- EXERCISE DETAILS: One line in the listing below contains "broken in sidebar)". Repeat that line and each line after it exactly, ending with the last one.

- SOURCE MATERIAL:
PR #5820, opened 2023-05-30
#5790 Add delayed render to `PanelBody` loading indicator

BLoe:
## What does this PR do?

- Closes #5790 

- [x] This PR requires a node/npm version update: let the team know on #engineering
  - `shadow-dom-testing-library`

## Checklist

- [x] Add tests

### DIFF
--- a/src/sidebar/PanelBody.tsx
+++ b/src/sidebar/PanelBody.tsx
@@ -39,6 +39,7 @@ import { type RegistryId } from "@/types/registryTypes";
 import { type RendererOutput } from "@/types/runtimeTypes";
 import { unsafeAssumeValidArg } from "@/runtime/runtimeTypes";
 import { isEmpty } from "lodash";
+import DelayedRender from "@/components/DelayedRender";
 
 // Used for the loading message
 // import cx from "classnames";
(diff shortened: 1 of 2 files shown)


src/sidebar/PanelBody.tsx
```diff
@@ -219,7 +220,11 @@ const PanelBody: React.FunctionComponent<{
     //   );
     // }
 
-    return <Loader />;
+    return (
+      <DelayedRender millis={600}>
```
BLoe, line 224: This value of 600ms is calibrated against the *AI Prompt Manager* sidebar mod, working up by increments of 100ms until the brick loading indicators stopped flashing.

twschiller: This would be good as a code comment so we have the history of how the number was picked

twschiller:
@BLoe this appears to do the hard delay but no fade-in? What's your view on a fade-in? Did you find it not necessary in this case?

BLoe:
@twschiller I'll add the fade-in, didn't realize the delayed render doesn't handle that

twschiller:
@BLoe as discussed - we can punt on the fade in animation for now b/c it requires more work (b/c animations appear to be currently broken in sidebar)

grahamlangford (approved):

- EXERCISE ANSWER:
@BLoe as discussed - we can punt on the fade in animation for now b/c it requires more work (b/c animations appear to be currently broken in sidebar)

grahamlangford (approved):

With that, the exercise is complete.